In the New Mexico Legislature’s 1995 session, Sen. Duncan Scott, a Republican from Albuquerque, proposed an amendment to a psychologist regulatory bill offered by another
senator. The Scott amendment would have dramatically changed the face of New Mexico’s legal system: The amendment said: “When a psychologist or psychiatrist testifies during a defendant’s competency hearing, the psychologist or psychiatrist shall wear a cone-shaped hat that is not less than two feet tall. The surface of the hat shall be imprinted with stars and lightning bolts.

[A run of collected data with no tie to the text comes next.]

PR #5369, opened 2023-01-10
Collect global Envvars

kobergj:
Compose a list of envvars living in more than 1 service

### DIFF
--- a/docs/templates/ADOC_global.tmpl
+++ b/docs/templates/ADOC_global.tmpl
@@ -1,6 +1,9 @@
+// collected through docs/helpers/adoc-generator.go.tmpl
+
+[.landscape]
 [caption=]
 .Environment variables with global scope available in multiple services
-[width="100%",cols="~,~,~,~,~",options="header"]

“Additionally, a psychologist or psychiatrist shall be required to don a white beard that is not less than 18 inches in length, and shall punctuate crucial elements of his testimony by stabbing the air with a wand. Whenever a psychologist or psychiatrist provides expert testimony regarding a defendant’s competency, the bailiff shall contemporaneously dim the courtroom lights and administer two strikes to a Chinese gong.” The bill, with the wizard amendment, passed the Senate by voice vote and cleared the House 46-14.
Unfortunately, Gov. Gary Johnson vetoed the legislation.
But I digress. For while the CCA made a surprisingly robust and important ruling, it does Billy Wayne Coble no good.
Because, you see, there was all that other evidence that despite 18 years of nonviolence, Billy Wayne was just biding his time. At the 2008 sentencing trial, he turned a number of times to look at his ex-wife in the gallery with what she described as a "weird evil grin."
So even without Coons, the jury would have sentenced him to die.
Anyway, I was going to write that post. But then my friend Hilary sent me this AP story. And how could I not praise the willingness of the federal prosecutor in Detroit to do the right thing and drop the criminal charges it just brought against a dead man.
Good for that AUSA. Good for the government. Just as soon as the late Herbert Daniels, Sr. proves that he is, in fact, late, the government will abandon the effort to convict him of running an illegal lottery.
Close enough for government work.
I don't know much about law, but I understand a thing or two about science. Reproducibility is of the essence. If the question was whether Coble was diabetic, you could find expert after expert to answer the question, and for the most part, they would all follow the same methodology and all reach the same answer. That's what real, reliable science looks like.
ReplyDeleteAlso, mature scientific tests don't require a lot of special education like a Ph.D. or an M.D. A doctor with a dozen years of education may suspect you have diabetes, but to confirm it, he's going to rely on a test performed by a technician with a 2-year associates degree. Because that's how reliable science works.